I interpret it as the judge is basically saying the fourth cause will go against the City but do we really want to spend everybody's time and money "for what" you're going to loss anyway.
And the point has been made.
Unless for some reason the District's lawyers feel there is a necessity for driving a final nail in the City's coffin so that there is really no appeal mechanism and for having an insurance that they won't just do it again. This may be attainable with merely an agreement between the two parties for a plan moving forward and not a court decision.
I've always felt the water is there but the City's ideology that the M&I agreement allows endless access to the available water supply truly needed to be stopped.
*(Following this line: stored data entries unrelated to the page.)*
PR #7394, opened 2023-02-28
Make timestamps in manual pages reproducible

helmutg:
Refer to https://reproducible-builds.org/docs/source-date-epoch/ for documentation on SOURCE_DATE_EPOCH.

### DIFF
--- a/setup_docs.py
+++ b/setup_docs.py
@@ -7,6 +7,7 @@ import sys
 import textwrap
 from collections import OrderedDict
 from datetime import datetime
+import time
 
 from setuptools import Command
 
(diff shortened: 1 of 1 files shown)


helmutg:
I forgot to link up the Debian bug https://bugs.debian.org/1029807

setup_docs.py
```diff
@@ -470,7 +471,10 @@ def write_man_header(self, write, title, description):
         self.write_heading(write, description, double_sided=True)
         # man page metadata
         write(":Author: The Borg Collective")
-        write(":Date:", datetime.utcnow().date().isoformat())
+        write(
+            ":Date:",
+            datetime.utcfromtimestamp(int(os.environ.get("SOURCE_DATE_EPOCH", time.time()))).date().isoformat(),
```
ThomasWaldmann, line 476: making this reproducible is fine, but why was the default code (when the env var is not set) changed?

helmutg: I can only second guess here, but I think the idea was to avoid branching. `datetime.utcnow()` and `datetime.utcfromtimestamp(int(time.time()))` shouldn't be that different.

I'll summon @vagrantc for a more detailed answer.

ThomasWaldmann: hmm, ok, result seems to be the same.

ThomasWaldmann: @helmutg no need, i first had the wrong idea about what's in that env var and got the bracketing wrong...

ThomasWaldmann:
@helmutg guess the same change for 1.2-maint would be good.

PR #7413, opened 2023-03-06
"auto" compressor tests: do not assume zlib is better than lz4, fixes #7363 (forwardport-master)

### LINKED ISSUE #7363: compression test issue on S390 (1.1-maint)

snsmac:
As the test structure got refactored in master and as far as i can see does not explicitly check against the output size of the different compression algorithms anymore,  i only adapted commit a6cd0fd2bfaa6f912a4930a4329166d9bde71e94

See:
#7372
#7364

### DIFF
--- a/src/borg/testsuite/compress.py
+++ b/src/borg/testsuite/compress.py
@@ -146,7 +146,8 @@ def test_auto():
     ratio = len(compressed_zlib) / len(compressed_lz4)
     assert meta["ctype"] == ZLIB.ID if ratio < 0.99 else LZ4.ID
     assert meta["clevel"] == 9 if ratio < 0.99 else 255
-    assert meta["csize"] == len(compressed_auto_zlib)
+    smallest_csize = min(len(compressed_zlib), len(compressed_lz4))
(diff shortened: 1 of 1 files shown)


ThomasWaldmann:
Looks good, thanks!

PR #7414, opened 2023-03-07
Show ctime and mtime on borg diff. Fixes #7248 (Backport of #7335)

### LINKED ISSUE #7248: 'borg diff' does not report changed mtime
YES
1 BUG
1 ENHANCEMENT-REQUEST
1.2.1
Debian bullseye x64
AMD x64 processor, 8GB RAM, 
1Gbps ethernet
3 x 8TB drives layered as LUKS, LVM, BTRFS RAID1
Repo1: 22 TB (un-deduplicated), 2TB (deduplicated), 105 archives in repo (most files are hardlinked together).
See bash script below.
1) BUG: 'borg diff' does not report changed mtime for files within a repository, even though 'borg list --json-lines' shows that the file metadata have changed.  (Other metadata than mtime may have same problem...haven't checked).
2) ENHANCEMENT REQUEST: 'borg list --json-lines' sometimes renders attributes (eg size, mtime) in different order; this causes a 'diff' of the directory entry against another instance to to mis-match, even though the attribute values are identical.  Proposed change: please render attributes in a stable order (alphabetic sort order is suggested, but what is important is that it be the same order across all archives within a single repository).
Yes.  See script which follows:
`
\#!/bin/bash

\# This script demonstrates that 'borg diff' (version 1.2.1, at least) does not report a difference in mtime of a file.
\# This issue may also apply to atime and ctime as well, and also to directories, and to other metadata attributes (such as permissions), but isn't tested by this script.

dir=$(mktemp -d)
pushd "$dir" > /dev/null

borg init -e none repo

mkdir work
echo "hello" > work/hello
borg create repo::archive01 work
borg list --json-lines repo::archive01 > list1
sleep 4      
touch work/hello
borg create repo::archive02 work
borg list --json-lines repo::archive02 > list2

\# Enhancement request: please emit attributes (eg, mtime, size) in same order each time, so that a diff of unchanged elements (eg, a directory entry) will match:
\# Note if 'sleep 4' above is change to 'sleep 2', the 'borg list --json-lines' attributes are rendered in same order.  Why?
diff list1 list2

\# Bug: borg diff does not report the change in mtime, even though it is visible in 'borg list'
borg diff repo::archive01 archive02

popd
`

Michael-Girma:
---

- Added assert_line_exists helper in BaseTestCase
- JSON strings in diff output are now sorted alphabetically
- Modified diff test cases to confirm to new output format
- Added a test case to test ctime and mtime inclusion
- Mode, ctime & mtime are now only displayed on diff if --content-only flag is used


ThomasWaldmann:
Did you see the tests are failing?

ThomasWaldmann:
BTW: I likely will do a 1.2.4 release soon.

Michael-Girma:
@ThomasWaldmann was away from my rig. Taking a look now.

ThomasWaldmann:
I restarted the CI, let's see if it happens again.

Michael-Girma:
Ahh, able to recreate after pulling in latest 1.2-maint. Taking a look

Michael-Girma:
Getting two entries for a single file path on both text and JSON outputs. I couldn't get a hint why this happens (specially why it's only on linux). Any idea why this might be @ThomasWaldmann?

Michael-Girma:
@ThomasWaldmann Figured out why we're having double entries. Shouldn't this be pointing to the item's path as opposed to just path? Since it's referring to path it adds a tuple with the path of the last recorded item, leading to two entries for a single item. Changing it to ```item1.path``` fixed the issue and all the tests are passing. Should I push this?

image

ThomasWaldmann:
@Michael-Girma congrats, you found a bug!

I think right above that line, there should be a
```
assert item1.path == item2.path
```

And then it should use `item1.path` instead of path.

Can you check master for that problem and if present there, make a separate bugfix PR just for that?
Then (after successful tests) this could be merged and backported to 1.2-maint.
Then, this PR here could be rebased on updated 1.2-maint branch.

ThomasWaldmann:
I just checked: due to the simplifications in master related to "hardlink masters", that code is not present any more.

So guess it is fine if you just fix it here, in a separate commit please.

ThomasWaldmann (approved):
LGTM!

real-yfprojects:
> * Mode, ctime & mtime are now only displayed on diff if --content-only flag is used

I think these change types are only displayed if the flag is _not_ used.

PR #179, opened 2021-12-10
#76: fixed optionality of all pump fields + validators and unit tests.

### LINKED ISSUE #76: Improve validation of optionally required fields in pump structure
Validation of a structure file shows that some optional fields, and some optionally required fields are now validated too strictly for pump structures.
More specifically:
- Field `orientation` is optional.
- **Only** when `numStages` is given and > 0, the following fields must be present: `controlSide`, `startLevelSuctionSide`, `stopLevelSuctionSide`, `startLevelDeliverySide`, `stopLevelDeliverySide`, and each of these last four list values must list length equal to that `numStages`.
- The optionally required field `controlSide` should be an enum that only supports values "suctionSide", "deliverySide" or "both". It has no default.
- **Only** when `numReductionLevels` is given and > 0, the following fields must be present: `head`, `reductionFactor`, and each of these list values must list length equal to that `numReductionLevels`.

arthurvd:
Fixes #76.

### DIFF
--- a/hydrolib/core/io/ini/util.py
+++ b/hydrolib/core/io/ini/util.py
@@ -72,11 +72,11 @@ def make_list_length_root_validator(
         length_name (str): name of the instance variable that stores the expected length.
         length_incr (int): Optional extra increment of length value (e.g., to have +1 extra value in lists).
         list_required_with_length (obj:`bool`, optional): Whether each list *must* be present if the length
-            attribute is present in the input values. Default: False. If False, list length is only checked
-            for the lists that are not None.
+            attribute is present (and > 0) in the input values. Default: False. If False, list length is only
+            checked for the lists that are not None.
     """
 
-    def validate_correct_length(cls, values):
+    def validate_correct_length(cls, values: dict):
         length = values.get(length_name)
         if length is None:
             # length attribute not present, possibly defer validation to a subclass.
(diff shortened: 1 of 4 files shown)


hydrolib/core/io/ini/util.py
```diff
@@ -81,12 +87,16 @@ def validate_correct_length(cls, values):
 
         for field_name in field_names:
             field = values.get(field_name)
-            if field is not None and not (
-                isinstance(field, list) and len(field) == length
-            ):
+            if field is not None:
+                if not (isinstance(field, list) and len(field) == length):
```
priscavdsluis, line 91: I know this check was already there, but now that I think about it, the `if not (isinstance(field, list)` should not really be necessary right? If someone adds fields to this function that are not lists, it is a programming mistake not a valid situation. Or am I missing something? If it is an invalid function input I would remove this first check.

hydrolib/core/io/structure/models.py
```diff
@@ -395,6 +409,23 @@ class Pump(Structure):
...
+    _orientation_validator = get_enum_validator("orientation", enum=Orientation)
+
+    _check_list_length = make_list_length_root_validator(
+        "startlevelsuctionside",
+        "stoplevelsuctionside",
+        "startleveldeliveryside",
+        "stopleveldeliveryside",
+        length_name="numstages",
+        list_required_with_length=True,
+    )
```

It is now up to the District and their lawyers to decide if the court's decision was enough for preventing this mindset to continue.
As for the the new EIR to be completed, before the Master Development plan can be approved by City Council, I would imagine the District insists on the 2020 RUWMP (which would now be the 2025 RUWMP) must be utilized in the new Water Assessment. AECOM resigned from performing this work and could take till the end of the year to complete this document, in my viewpoint.
Either way the District is in the drivers seat now and time to complete everything is not a driving force. Ciachurski's behaviour, verbal abuse and legal threats to the District's board/members will not entice them to actively expedite the process in Sage Ranch's favour.